→ Exercise prompt
Scan the data below for the string "verified". Show every line where it turns up.

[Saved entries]
Issue #2032, opened 2012-07-13
dev: If user enters < 8 char password, /authenticate_user returns 400 error


shane-tomlinson:
If a user enters an incorrect < 8 character password, /wsapi/authenticate_user returns a 400 error

```
{"success":false,"reason":"pass: Error: String is not in range"}
```

if the user enters an incorrect > 8 character password, /wsapi/authenticate_user returns a 200 with the following:

```
{"success":false,"reason":"password mismatch for user: set117@yahoo.com"}
```

lloyd:
hmmm.  This is by design.  Does the frontend not check the user's password?  We don't allow < 8 chars /me is slightly confused.

shane-tomlinson:
@lloyd - this is a recent change to the API.  When a user is authenticating, we have always sent _all_ passwords to the backend regardless of their length.  We only check the length when a user is creating their password.

jrgm:
verified stage train-2012.07.20. Too short password does not go to network and just shows tooltip for password mismatch. Incorrect password >= 8 chars gets the 'password mismatch' json response shown above, and the password mismatch tooltip.

PR #2053, opened 2012-07-16
Before authenticating, check password length.

shane-tomlinson:
issue #2032


lloyd:
r+ - seems we do less work here and get the user a response faster.  tests pass.

Issue #2055, opened 2012-07-16
Link to Mozilla Support from mainpage contains "en-US"


JasnaPaka:
On the main page (https://login.persona.org/) there is a link to https://support.mozilla.com/en-US/kb/what-browserid-and-how-does-it-work. This is bad because link contains "en-US" in URL. Please remove "en-US". This article is translated to many languages. Thanks.

shane-tomlinson:
@JasnaPaka - Thanks for filing this issue!  PR #2056 fixes this.  It should be reviewed and merged this week and should make its way to prod in a couple weeks.

jrgm:
verified stage train-2012.07.20 I get the correct language for help from sumo with en or fr

PR #2056, opened 2012-07-16
Remove en-US from the SUMO link

shane-tomlinson:
issue #2055


lloyd:
r+ - tested redirect with english and non-english browser lang prefs.

jrgm:
verified stage train-2012.07.20 I get the correct language for help from sumo with en or fr

PR #2057, opened 2012-07-16
Remove extraneous params in load_gen requests

zaach:
For compatibility with new api validation.


lloyd:
r+ - who knew our validation would cause the cleanup of so many messes?

jrgm:
verified with load_gen against stage train-2012.07.20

→ Exercise response
verified stage train-2012.07.20. Too short password does not go to network and just shows tooltip for password mismatch. Incorrect password >= 8 chars gets the 'password mismatch' json response shown above, and the password mismatch tooltip.
verified stage train-2012.07.20 I get the correct language for help from sumo with en or fr
verified stage train-2012.07.20 I get the correct language for help from sumo with en or fr
verified with load_gen against stage train-2012.07.20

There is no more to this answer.